▸ Task
Write out every line below that contains "dropdown".

---------- Task material

PR #177, opened 2020-08-26
Add new TTA journey using the wizard

ethax-ross:
### Context

The current registration flow contains a lot of duplicate steps where the only difference is the contents of the `next_step` method. The models explicitly contain the branching information for every permutation, which makes the model hierarchy verbose: 

`models/start_teacher_training`
`models/equivalent/start_teacher_training`
`models/degree/start_teacher_training`
...etc...

Instead, the steps can be thought of as linear and a branch is simply skipping steps that are not in that particular journey. This is how the GiT app wizards work for mailing list/event sign ups and it results in more concise modelling.

Transitioning the TTA app to use the same wizard logic will have lots of benefits:

- The two apps will be more similar; if you understand how the wizard works you can rationalise both of the apps more easily. We could also extract the shared core/base wizard classes/modules into a shared gem.
- There will only need to be one model per step, instead of one model per step, per branch. This should reduce the complexity and amount of code.
- The answered steps can be determined by iterating over the list of steps, making the review answers step simpler.

- Create models/views/wizard representing linear flow

Re-purposes the existing TTA sign up models and views; consolidating them so the same steps are reused throughout (instead of having a different model for the various branches, as the steps don't actually change). The journey is then controlled by a single wizard, with the steps determining if they should be shown or not depending on the data in the store from previous steps.

- Add controller/views for the wizard

Introduce the `StepsController` to control the Teacher Training Adviser wizard, along with the required views for `show`/`update`/`completed`.

Add feature tests for the core journeys and request specs to ensure it has the `WizardSteps` concern.

- Add custom telephone validator

Currently the telephone validation is done in each model, instead this creates a custom telephone validator and ensures it replicates the API validation logic (allow any non-letter character, between 5 and 20 characters in length).

- Update specs to hit new journey 

### Guidance to review

Best reviewed by-commit; it's a lot of changes but the commits are in logical order.

Although there are a lot of changes here, most of the code is copy/pasted from the existing registrations process (the models were already close to what we need for the linear flow) so the change shouldn't be as big/risky as it perhaps seems on the surface.

I've added a decent amount of feature tests to cover the different TTA journeys and they line up with the current Miro board flow diagram.

I'm not totally happy with the `ReviewAnswers` step at the moment; I've kept it close to how it was in the existing registrations flow to minimise the amount of changes here, but I expect to do a follow up PR to try and make it more generic - so the steps are determining which information appears in the completion flow via a single partial, instead of having conditional logic in lots of different partials (it's going to be slightly awkward as a step can result in multiple rows of information, not always adjacent to each other).

### DIFF
--- a/app/views/teacher_training_adviser/steps/_previous_teacher_id.html.erb
+++ b/app/views/teacher_training_adviser/steps/_previous_teacher_id.html.erb
@@ -1,0 +1,4 @@
+<%= f.govuk_fieldset legend: { text: 'What is your previous teacher reference number?' } do %>
+  <%= f.govuk_text_field :teacher_id, width: 20,
+  label: { text: 'Teacher reference number (optional).' } %>
+  <% end %>
--- a/app/controllers/teacher_training_adviser/steps_controller.rb
+++ b/app/controllers/teacher_training_adviser/steps_controller.rb
@@ -1,0 +1,21 @@
+module TeacherTrainingAdviser
+  class StepsController < ApplicationController
+    include WizardSteps
+    self.wizard_class = TeacherTrainingAdviser::Wizard
+
+  private
+
+    def step_path(step = params[:id])
+      teacher_training_adviser_step_path step
+    end
+    helper_method :step_path
+
+    def wizard_store
+      ::Wizard::Store.new session_store
+    end
+
+    def session_store
+      session[:sign_up] ||= {}
+    end
+  end
+end
--- a/app/helpers/application_helper.rb
+++ b/app/helpers/application_helper.rb
@@ -15,4 +15,23 @@ module ApplicationHelper
 
     tag.body attributes, &block
   end
+
+  def govuk_form_for(*args, **options, &block)
+    merged = options.dup
+    merged[:builder] = GOVUKDesignSystemFormBuilder::FormBuilder
+    merged[:html] ||= {}
+    merged[:html][:novalidate] = true
+
+    form_for(*args, **merged, &block)
+  end
+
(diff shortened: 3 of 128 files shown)


app/views/teacher_training_adviser/steps/_previous_teacher_id.html.erb
```diff
@@ -0,0 +1,4 @@
+<%= f.govuk_fieldset legend: { text: 'What is your previous teacher reference number?' } do %>
+  <%= f.govuk_text_field :teacher_id, width: 20,
+  label: { text: 'Teacher reference number (optional).' } %>
+  <% end %>
```
jebw, line 4: Confusing indentation

jebw (approved):
LGTM

There are several tweaks which I think would benefit this but are better as subsequent PRs after this is merged

1. Steps should not duplicate deciding whether an earlier step is skipped - they should ask that earlier step if it was skipped (less sure on this one)
2. The Date parsing needs to go - that should use the ActiveRecord parsing module
3. The partials for the "Check your answers screen" all have a return line in, this could be cleaned up by using a helper method to wrap the render, it can check if the attribute is set, and if it is, call the render of the partial
4. The some of the check your answers partials are checking whether they are in the returning teachers path - the logic of what is included in the check your answers screens should probably be in the Step models and not in the view partials.

ethax-ross:
Agreed 👍  I've started some of those refactoring already in this draft PR https://github.com/DFE-Digital/get-teacher-training-adviser-service/pull/169

PR #178, opened 2020-08-26
Remove legacy TTA journey and direct new sign ups to the new journey

ethax-ross:
### Context

There is a new TTA journey in the app that uses the same wizard infrastructure as the GiT website app; this removes the legacy registration journey and points new sign ups to go to the new journey.

- Point home page to new wizard

Ensures new sign ups go through the new wizard and not the existing/old RegistrationsController.

- Remove the old registration flow

Deletes all classes and modules associated with the current/old registration flow that will be replaced by the new teacher_training_adviser/steps.


jebw (approved):
LGTM

jebw (approved):
Go for it!

PR #179, opened 2020-08-27
Point local and hosted dev environments to new journey

ethax-ross:
We want to be able to access the new journey locally and on the hosted development instance so that it's easy to access and test.


DrLazer (approved):
looks good

PR #182, opened 2020-08-27
Remove third

goodviber:
### Context
We need to remove the third class and pass unknown options from the degree class options
Add helper method to format dropdown with limited options


app/helpers/what_degree_class_helper.rb
```diff
@@ -0,0 +1,5 @@
+module WhatDegreeClassHelper
+  def remove_third_and_grade_unknown(degree_class_options)
+    degree_class_options.reject! { |k| ["Third class or below", "Pass (grade unknown)"].include? k.value }
```
ethax-ross, line 3: We should do this in the model so the validation is correct as well, and we would be better to use the id values in case the copy changes in the CRM.

Since there's only a couple it may be worth doing the same pattern as elsewhere and having an `OPTIONS` constant that explicitly defines the ones we want to include?

goodviber: Sure, have done the OPTIONS hash and validations, but we don't need to move the helper method into the model.

ethax-ross: But can you not then just pass your `OPTIONS` constant into `govuk_collection_select`, making the helper redundant?

goodviber: It's 6 and two threes ...
1. bypass the api call and just hard code the dropdown values, which we could do for the other dropdown models/views
2. we validate against the api call, and the helper trims the available options on display
3. we have a mixture, with the validations hard coded.

If we want to factor in possible future changes to the api, then option 2 will make the code resilient, with the caveat a user could manipulate the dropdown input.

ethax-ross (approved):

PR #184, opened 2020-08-28
Fix review answer display issues

ethax-ross:
A couple of the review answer values either weren't populating due to a type mismatch when keying a hash and another was showing an incorrect value for the `HaveADegree` answer (it was using the value we store, capitalized instead of what we display to the user).


DrLazer (approved):
Looks good

PR #191, opened 2020-09-01
Increased Status Cake Check Frequency

sfawcett123:
Increased Check period to 1minute
Added a workflow to github to deploy


jebw (approved):
LGTM

PR #192, opened 2020-09-01
Include matchback fields in export

ethax-ross:
### JIRA ticket number

[GITPB-684](https://dfedigital.atlassian.net/jira/software/projects/GITPB/boards/61?selectedIssue=GITPB-684)

### Context

When an existing candidate successfully matches back to a contact in the CRM we populate the store with their existing details, including `candidate_id` and `qualification_id`. As we scope the information sent back to the API down to only the attributes of steps that weren't skipped - and `candidate_id`/`qualification_id` are not attributes of any step - the ids
weren't being sent back to the API.

This adds `candidate_id` and `qualification_id` to the `export` call on the `Authenticate` step and also ensures no answers to the `Authenticate` step will ever appear in the review answers view.

- Include matchback fields in export

### DIFF
--- a/app/models/wizard/steps/authenticate.rb
+++ b/app/models/wizard/steps/authenticate.rb
@@ -2,6 +2,7 @@ module Wizard
   module Steps
     class Authenticate < ::Wizard::Step
       IDENTITY_ATTRS = %i[email first_name last_name date_of_birth].freeze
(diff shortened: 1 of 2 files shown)


jebw (approved):
LGTM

--------------------

▸ Result of this task
Add helper method to format dropdown with limited options
1. bypass the api call and just hard code the dropdown values, which we could do for the other dropdown models/views
If we want to factor in possible future changes to the api, then option 2 will make the code resilient, with the caveat a user could manipulate the dropdown input.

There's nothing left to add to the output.